Senator Elected by the Malacca State Legislative Assembly
- Incumbent
- Assumed office 6 March 2024 Serving with Mustafa Musa
- Monarch: Ibrahim
- Prime Minister: Anwar Ibrahim
- Preceded by: Himself
- In office 10 December 2020 – 9 December 2023 Serving with Mohamad Ali Mohamad (2020–2023) Mustafa Musa (2023)
- Monarch: Abdullah
- Prime Minister: Muhyiddin Yassin (2020–2021) Ismail Sabri Yaakob (2021–2022) Anwar Ibrahim (2022–2023)
- Preceded by: Lee Tian Sing
- Succeeded by: Himself

Member of the Malaysian Parliament for Alor Gajah
- In office 5 May 2013 – 9 May 2018
- Preceded by: Fong Chan Onn (BN–MCA)
- Succeeded by: Mohd Redzuan Md Yusof (PH–BERSATU)
- Majority: 11,597 (2013)

Member of the Malacca State Executive Council

(Housing, Local Government, Environment and Transportation)
- In office 2007–2008
- Governor: Mohd Khalil Yaakob
- Chief Minister: Mohd Ali Rustam
- Constituency: Kesidang

Member of the Malacca State Legislative Assembly for Kesidang
- In office 21 March 2004 – 8 March 2008
- Preceded by: Position established
- Succeeded by: Goh Leong San (PR–DAP)
- Majority: 1,701 (2004)

Faction represented in Dewan Negara
- 2020–2023, 2024–: Barisan Nasional

Faction represented in Dewan Rakyat
- 2013–2018: Barisan Nasional

Faction represented in the Malacca State Legislative Assembly
- 2004–2008: Barisan Nasional

Personal details
- Born: Koh Nai Kwong 28 February 1961 (age 65) Pandan Jaya, Malacca Town, Malacca, Federation of Malaya (now Malaysia)
- Party: Malaysian Chinese Association (MCA)
- Other political affiliations: Barisan Nasional (BN)
- Alma mater: University of Wales (LLB (Hons))
- Occupation: Politician
- Profession: Lawyer
- Website: ybhgdatukkohnaikwong.blogspot

= Koh Nai Kwong =

Malaysian politician

Koh Nai Kwong (古乃光 (Gǔ Nǎiguāng, Kó͘ Nái-kong; born 28 February 1961)) is a Malaysian politician and lawyer who has served as a Senator since March 2024 and from December 2020 to December 2023. He served as Member of the Malacca State Executive Council (EXCO) in the Barisan Nasional (BN) state administration under former Chief Minister Mohd Ali Rustam from 2007 to 2008, Member of Parliament (MP) for Alor Gajah from May 2013 to May 2018 and Member of the Malacca State Legislative Assembly (MLA) for Kesidang from March 2004 to March 2008. He is a member, the State Deputy Chairman and the Division Chief of Hang Tuah Jaya of the Malaysian Chinese Association (MCA), a component party of the BN coalition.
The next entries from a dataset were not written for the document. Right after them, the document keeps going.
PR #262, opened 2025-03-10
chore: update vue-router to be able to use `addRoute`

onmax:
I am working on the wallet playground #252. I want to add some routes, but since it's only for playground mode, I don't want to do it in router.ts, but rather dynamically.

I had to update `vue-router` to be able to add routes to specific children using [addRoute](https://v3.router.vuejs.org/api/#router-addroute). Maybe there is another way, but also it doesn't hurt to update now, as it is something less for the future :).

There are no breaking changes between 3.1 and 3.5: [vuejs/vue-router@dev/CHANGELOG.md#350-2021-01-25](https://github.com/vuejs/vue-router/blob/dev/CHANGELOG.md?rgh-link-date=2025-01-22T11%3A33%3A48Z#350-2021-01-25) except for a few TS issues, which you can find in this PR

### DIFF
--- a/yarn.lock
+++ b/yarn.lock
@@ -10776,10 +10776,10 @@ vue-resize@^0.4.5:
   resolved "https://registry.yarnpkg.com/vue-resize/-/vue-resize-0.4.5.tgz#4777a23042e3c05620d9cbda01c0b3cc5e32dcea"
   integrity sha512-bhP7MlgJQ8TIkZJXAfDf78uJO+mEI3CaLABLjv0WNzr4CcGRGPIAItyWYnP6LsPA4Oq0WE+suidNs6dgpO4RHg==
 
-vue-router@^3.1.6:
-  version "3.4.9"
-  resolved "https://registry.yarnpkg.com/vue-router/-/vue-router-3.4.9.tgz#c016f42030ae2932f14e4748b39a1d9a0e250e66"
-  integrity sha512-CGAKWN44RqXW06oC+u4mPgHLQQi2t6vLD/JbGRDAXm0YpMv0bgpKuU5bBd7AvMgfTz9kXVRIWKHqRwGEb8xFkA==
+vue-router@^3.5.0:
+  version "3.6.5"
+  resolved "https://registry.yarnpkg.com/vue-router/-/vue-router-3.6.5.tgz#95847d52b9a7e3f1361cb605c8e6441f202afad8"
+  integrity sha512-VYXZQLtjuvKxxcshuRAwjHnciqZVoXAjTjcqBTz4rKc8qih9g9pI3hbDjmqXaHdgL3v8pV6P8Z335XvHzESxLQ==
 
 vue-style-loader@^4.1.0, vue-style-loader@^4.1.3:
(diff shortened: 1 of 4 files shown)


sisou (approved):
When you remove the leftover playground import from this PR, and thus the CI will pass, this is good to go! 👍

yarn.lock
```diff
@@ -10776,10 +10776,10 @@ vue-resize@^0.4.5:
   resolved "https://registry.yarnpkg.com/vue-resize/-/vue-resize-0.4.5.tgz#4777a23042e3c05620d9cbda01c0b3cc5e32dcea"
   integrity sha512-bhP7MlgJQ8TIkZJXAfDf78uJO+mEI3CaLABLjv0WNzr4CcGRGPIAItyWYnP6LsPA4Oq0WE+suidNs6dgpO4RHg==
 
-vue-router@^3.1.6:
-  version "3.4.9"
-  resolved "https://registry.yarnpkg.com/vue-router/-/vue-router-3.4.9.tgz#c016f42030ae2932f14e4748b39a1d9a0e250e66"
-  integrity sha512-CGAKWN44RqXW06oC+u4mPgHLQQi2t6vLD/JbGRDAXm0YpMv0bgpKuU5bBd7AvMgfTz9kXVRIWKHqRwGEb8xFkA==
+vue-router@^3.5.0:
+  version "3.6.5"
```
sisou, line 10780: As it's automatically installing the latest version anyway, you can set `3.6.5` as the min version in package.json, too.

sisou: Although _technically_ you are correct that you require only v3.5.0 for the new feature, so it can also stay as is.

onmax: ~~Ok. Then I bumpped to 3.6.5.~~

onmax:
Ready for merge!

yarn.lock
```diff
@@ -9860,7 +9860,7 @@ strict-uri-encode@^1.0.0:
   resolved "https://registry.yarnpkg.com/strict-uri-encode/-/strict-uri-encode-1.1.0.tgz#279b225df1d582b1f54e65addd4352e18faa0713"
   integrity sha512-R3f198pcvnB+5IpnBlRkphuE9n46WyVl8I39W/ZUTZLz4nqSP/oLYUrcnJrw462Ds8he4YKMov2efsTIw1BDGQ==
 
-"string-width-cjs@npm:string-width@^4.2.0", string-width@^4.1.0, string-width@^4.2.0, string-width@^4.2.3:
+"string-width-cjs@npm:string-width@^4.2.0":
```
sisou: Now you introduced changes to some package resolutions that haven't been there before the latest force-push :/

onmax: Not sure why now `yarn` is changing the resolutions and adding all of that noise, I am just running `yarn install`

**I have edited now the `yarn.lock` manually.**

The `yarn.lock` is minimal and I also run `yarn install` to verify that the everything is ok.

sisou (approved):
OK, you can merge now 👍 preferably a rebase merge.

He was also the State Legal Advisor to BN of Malacca from 2006 to 2011.

==Political career==
===Member of the Malacca State Legislative Assembly (2004–2008)===
====2004 Malacca state election====
In the 2004 Malacca state election, Koh made his electoral debut after being nominated by BN to contest for the Kesidang state seat. He was elected to the Malacca State Legislative Assembly as Kesidang MLA for the first term after defeating Lim Jak Wong of the Democratic Action Party (DAP) by a majority of 1,701 votes.

=== Member of the Malacca State Executive Council (2007–2008) ===
In 2007, Koh was appointed as Member of the Malacca State EXCO in charge of Housing, Local Government, Environment and Transportation by Chief Minister Mohd Ali. In 2008, he lost the position after he was not reelected as an MLA in the 2008 Malacca state election.

=== Candidate for the Member of the Malacca State Legislative Assembly (2008 & 2018) ===

==== 2008 Malacca state election ====
In the 2008 Malacca state election, Koh was renominated by BN to defend the Kesidang seat. He lost the seat and was not reelected as the Kesidang MLA for the second term after losing to Goh Leong San of the Pakatan Rakyat (PR) by a minority of 1,399 votes.

==== 2018 Malacca state election ====
In the 2018 Malacca state election, Koh was renominated by BN to contest for the Machap Jaya state seat instead of defending the Alor Gajah seat. He was not elected as the Machap Jaya MLA after losing to Ginie Lim Siew Lin of the Pakatan Harapan (PH) by a minority of 1,336 votes.

===Member of Parliament (2013–2018)===
====2013 general election====
In the 2013 general election, Koh was renominated by BN to contest for the Alor Gajah federal seat. He won the seat and was elected to the Parliament as the Alor Gajah MP after defeating Damian Yeo Shen Li of the PR by the majority of 11,597 votes.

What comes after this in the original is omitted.